The durations of all sprints for teams participating in the release train are identical, and all sprints are aligned. The result is that sprints of every team start and end on the same dates. Doing this enables synchronization to take place not only within a given feature area but across all teams working on the product.

Finally, a PSI (release increment) is available after a fixed number of sprints, which in the case of Figure 12.5 is four sprints. Knowing that release points will occur at reliable times allows the organization to synchronize its other activities to known future dates. At these release points, the organization can choose to deploy a PSI to its customers (if that is the business-appropriate thing to do) or use it instead to confirm that the work performed within the individual feature areas has been integrated and tested across the feature areas, and to solicit internal review.

Each release train begins with a release-planning meeting that spans all of the teams working on the PSI (see Figure 12.5). That means that potentially hundreds of people are simultaneously participating in a joint planning event. I have to admit it is fascinating to see this happen. Here is an overview of planning at this scale.

First, you will need a big room!
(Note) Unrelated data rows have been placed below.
Issue #79, opened 2022-01-07
Benchmark list utilities and alter if needed


TotallyNotChase:
Originally raised from [this comment](https://github.com/Plutonomicon/plutarch/pull/76#discussion_r780071222).

We want to make sure the list utilities are sufficiently efficient, as they will be the basis for many ledger API functions. In particular, I'm concerned about-
* `pelemList` was benefitted by taking in Haskell level functions rather than Plutarch level functions. Are there other list utilities that might benefit from this?
* Are there any work duplication hidden in plain sight, within the abstractions?
  
  [Example of fixing work duplication](https://github.com/Plutonomicon/plutarch/pull/76/commits/44d06908ab06d2f8419f0f3e9d0b63aa34a07c96#diff-3e4793aafaeb7a3e085513e7fbe66023660ce529c5ba5f4de98ffc4553fec9b0R190).

Some essentials about Haskell level functions vs Plutarch level functions: #78

TotallyNotChase:
The plan is to do pretty basic benchmarks for singular list utilites one by one. The evaluation machine seems pretty consistent and predictable so it should be sufficient in this simple case. We also have a production level plutarch script that uses *some* of the utilities - so I sometimes cross reference there.

I *really really really* want that benchmark suite you proposed, for every big Plutarch change - it'd be really useful given Plutarch's goals. Definitely something to think about. I don't know if we should have it here of in pluton - but whatever works.

PR #84, opened 2022-01-10
Fix boolean functions not short circuiting

TotallyNotChase:
My bad, I messed up the original implementation. Should be fixed now.

`pand` and `por` (essentially synonyms of `#&&` and `#||`) were not short circuiting due to top level usage of `pif'`. Caught by checking traces.

### DIFF
--- a/Plutarch/Bool.hs
+++ b/Plutarch/Bool.hs
@@ -62,34 +62,26 @@ pnot = phoistAcyclic $ plam $ \x -> pif x (pcon PFalse) $ pcon PTrue
 infixr 3 #&&
 
 (#&&) :: Term s PBool -> Term s PBool -> Term s PBool
-x #&& y = pand # pdelay x # pdelay y
+x #&& y = pforce $ pand # x # pdelay y
 
 -- | Lazily evaluated boolean or for 'PBool' terms.
 infixr 2 #||
 
 (#||) :: Term s PBool -> Term s PBool -> Term s PBool
-x #|| y = por # pdelay x # pdelay y
+x #|| y = pforce $ por # x # pdelay y
 
 -- | Hoisted, Plutarch level, lazily evaluated boolean and function.
-pand :: Term s (PDelayed PBool :--> PDelayed PBool :--> PBool)
-pand = phoistAcyclic $
-  plam $
-    \x y -> pif (pforce x) (pif' # pforce y # pcon PTrue # pcon PFalse) (pcon PFalse)
+pand :: Term s (PBool :--> PDelayed PBool :--> PDelayed PBool)
+pand = phoistAcyclic $ plam $ \x y -> pif' # x # y # (phoistAcyclic $ pdelay $ pcon PFalse)
 
 -- | Hoisted, Plutarch level, strictly evaluated boolean and function.
 pand' :: Term s (PBool :--> PBool :--> PBool)
-pand' = phoistAcyclic $
-  plam $
-    \x y -> pif' # x # (pif' # y # pcon PTrue # pcon PFalse) # pcon PFalse
+pand' = phoistAcyclic $ plam $ \x y -> pif' # x # y # (pcon PFalse)
 
 -- | Hoisted, Plutarch level, lazily evaluated boolean or function.
-por :: Term s (PDelayed PBool :--> PDelayed PBool :--> PBool)
-por = phoistAcyclic $
-  plam $
-    \x y -> pif (pforce x) (pcon PTrue) (pif' # pforce y # pcon PTrue # pcon PFalse)
+por :: Term s (PBool :--> PDelayed PBool :--> PDelayed PBool)
+por = phoistAcyclic $ plam $ \x y -> pif' # x # (phoistAcyclic $ pdelay $ pcon PTrue) # y
 
 -- | Hoisted, Plutarch level, strictly evaluated boolean or function.
 por' :: Term s (PBool :--> PBool :--> PBool)
-por' = phoistAcyclic $
-  plam $
-    \x y -> pif' # x # pcon PTrue #$ pif' # y # pcon PTrue # pcon PFalse
+por' = phoistAcyclic $ plam $ \x y -> pif' # x # (pcon PTrue) # y
--- a/Plutarch/Bool.hs
+++ b/Plutarch/Bool.hs
@@ -74,7 +74,7 @@ x #|| y = por # pdelay x # pdelay y
 pand :: Term s (PDelayed PBool :--> PDelayed PBool :--> PBool)
 pand = phoistAcyclic $
   plam $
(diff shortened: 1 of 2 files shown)


Plutarch/Bool.hs
```diff
@@ -74,7 +74,7 @@ x #|| y = por # pdelay x # pdelay y
 pand :: Term s (PDelayed PBool :--> PDelayed PBool :--> PBool)
 pand = phoistAcyclic $
   plam $
-    \x y -> pif' # pforce x # (pif' # pforce y # pcon PTrue # pcon PFalse) # pcon PFalse
+    \x y -> pif (pforce x) (pif' # pforce y # pcon PTrue # pcon PFalse) (pcon PFalse)
```
L-as, line 77: I don't think this is entirely correct either. The reason this function takes `PDelayed PBool` is that we want to avoid unnecessary delays and forces. The function is in any case quite unoptimised. What we really want if something like
```haskell
pand :: Term s (PBool :--> PDelayed PBool :--> PBool)
pand = phoistAcyclic $ plam $ \x y -> pforce $ pif' x (phoistAcyclic $ pdelay $ pcon PTrue) y
```

TotallyNotChase: Aha, of course! That's some silly redundancy from my end

TotallyNotChase: Thanks for the fix!

Plutarch/Bool.hs
```diff
@@ -62,34 +62,26 @@ pnot = phoistAcyclic $ plam $ \x -> pif x (pcon PFalse) $ pcon PTrue
...
-x #|| y = por # pdelay x # pdelay y
+x #|| y = pforce $ por # x # pdelay y
 
 -- | Hoisted, Plutarch level, lazily evaluated boolean and function.
-pand :: Term s (PDelayed PBool :--> PDelayed PBool :--> PBool)
-pand = phoistAcyclic $
-  plam $
-    \x y -> pif' # pforce x # (pif' # pforce y # pcon PTrue # pcon PFalse) # pcon PFalse
+pand :: Term s (PBool :--> PDelayed PBool :--> PDelayed PBool)
+pand = phoistAcyclic $ plam $ \x y -> pif' # x # y # (phoistAcyclic $ pdelay $ pcon PFalse)
```
srid, line 75: Why do we need to hoist `pdelay $ pcon PFalse`  here (as well as in `por` below)?

examples/Main.hs
```diff
@@ -250,6 +250,16 @@ plutarchTests =
...
+    , testCase "True && False ≡ False" $ equal (pcon PTrue #&& pcon PFalse) (pcon PFalse)
+    , testCase "False && True ≡ False" $ equal (pcon PFalse #&& pcon PTrue) (pcon PFalse)
+    , testCase "False && perror ≡ False" $ equal (pcon PFalse #&& perror) (pcon PFalse)
+    , testCase "fails: pand False perror" $ fails $ pand # pcon PFalse # perror
+    , testCase "pand False (pdelay perror) ≡ False" $ equal (pand # pcon PFalse # pdelay perror) (pdelay $ pcon PFalse)
+    , testCase "True || False ≡ True" $ equal (pcon PTrue #|| pcon PFalse) (pcon PTrue)
+    , testCase "False || True ≡ True" $ equal (pcon PFalse #|| pcon PTrue) (pcon PTrue)
+    , testCase "True || perror ≡ True" $ equal (pcon PTrue #|| perror) (pcon PTrue)
+    , testCase "fails: por True perror" $ fails $ por # pcon PFalse # perror
+    , testCase "por True (pdelay perror) ≡ True" $ equal (por # pcon PTrue # pdelay perror) (pdelay $ pcon PTrue)
```
srid, line 262: nitpick: could group these using `testGroup`.

examples/Main.hs
```diff
@@ -250,6 +250,16 @@ plutarchTests =
             let v2 = [("IOHK", [1, 2, 3]), ("Plutus", [9, 8, 7])]
             plift' (pconstant @(PBuiltinList (PBuiltinPair PString (PBuiltinList PInteger))) v2) @?= Right v2
         ]
+    , testCase "True && False ≡ False" $ equal (pcon PTrue #&& pcon PFalse) (pcon PFalse)
+    , testCase "False && True ≡ False" $ equal (pcon PFalse #&& pcon PTrue) (pcon PFalse)
+    , testCase "False && perror ≡ False" $ equal (pcon PFalse #&& perror) (pcon PFalse)
+    , testCase "fails: pand False perror" $ fails $ pand # pcon PFalse # perror
```
srid, line 256: This doesn't seem right. Per the semantics of `fails` it expects _either_ user error (`EvaluationError`) _or_ engine error/bug (`EvaluationException`). Even `EvaluationError` is not precise:

```haskell
data EvaluationError user internal
    = InternalEvaluationError internal
      -- ^ Indicates bugs.
    | UserEvaluationError user
      -- ^ Indicates user errors.
```

What we want is to test that the result is exactly a `perror` (and not general evaluation error/exception).

Plutarch/Bool.hs
L-as: We don't need to. It will just reduce the size of the term.

examples/Main.hs
L-as: That is true.

examples/Main.hs
L-as: This feels like something for another PR. I don't touch the implementation of `fails` here.

examples/Main.hs
L-as: Should be fixed.

examples/Main.hs
srid: Filed https://github.com/Plutonomicon/plutarch/issues/85

Plutarch/Bool.hs
srid: Maybe, but it doesn't seem obvious to me that variable reference is necessarily smaller than inlined `(\ -> False)`. I suppose we can measure these precisely once some benchmarks are in place (cf. https://github.com/Plutonomicon/plutarch/issues/79#issuecomment-1007473155 )

srid (approved):

Plutarch/Bool.hs
L-as: It is indeed not obvious, and I am not 100% sure that this is the case either, but a variable reference ought to be smaller than `delay (constant ...)`, since the variable reference need not be any more than ~8 bits.

L-as: In any case it's inlined if there's only one use of it.

srid:
I overlooked something: we have another set of boolean tests here:

https://github.com/Plutonomicon/plutarch/blob/acc1b0a3be62c847aade9cf331aec6a6ac281592/examples/Main.hs#L148-L160

L-as:
lol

The chief product owner (see Figure 9.13) leads this activity and typically kicks things off. Individual Scrum team members colocate at the same table or area of the room (preferably near open wall space where they can hang up their artifacts). Scrum teams in the same feature area cluster nearby. Once the chief product owner provides the big picture for the PSI, teams gather with other feature-area teams. Feature-area product owners then provide the big-picture overview of their feature areas for the upcoming release train.

Individual Scrum teams then begin mapping out their sprints by slotting features into specific sprints. This activity is referred to as sprint mapping, which I will discuss in Chapter 18. Because Scrum teams are actually working on the creation of a larger, multiteam deliverable, there will be inter-team dependencies. To help manage these dependencies, at any point a member of one Scrum team can get up and walk over to another Scrum team (perhaps carrying a note card or Post-It) and ask the other Scrum team if it can complete the piece of work identified on the card during the upcoming release train. If it can, the team making the request can then commit to the dependent feature.

During all of this, people with multiteam responsibilities, such as the chief product owner, feature-area product owners, and shared architects, can circulate from table to table to help ensure that the big picture is understood and that a coherent overall plan for the upcoming release train makes sense. Of course, a Scrum team can always request that one of these shared individuals come over to assist.

Once the release train sprints are completed and we arrive at a PSI release point (train departure), we then perform release-train-level inspect-and-adapt activities. The first is a PSI review of the full set of cargo that was placed on the release train. The second is a retrospective at the release train level that is focused on how to make future release trains more efficient. Then we are off to the release planning for the next release train.

Closing

In this chapter I discussed different ways to structure Scrum teams. I began by describing feature teams that are cross-functionally diverse and sufficient to pull an end-customer feature from a product backlog and get it done. I then compared feature teams with component teams that work in specific component, asset, or architectural areas, which represent only parts of what needs to be integrated into end-customer features. I went on to show a blended model of feature and component teams and how it could be used to help an organization transition to a point where it has mostly feature teams, each with excellent shared code ownership.

I then discussed how to coordinate multiple Scrum teams, starting first with a traditional Scrum practice called the scrum of scrums and then describing a concept called a release train, which can be used to coordinate the activities of a large number of Scrum teams. In the next chapter I will depart from the traditional Scrum team roles and discuss the role of managers in a Scrum organization.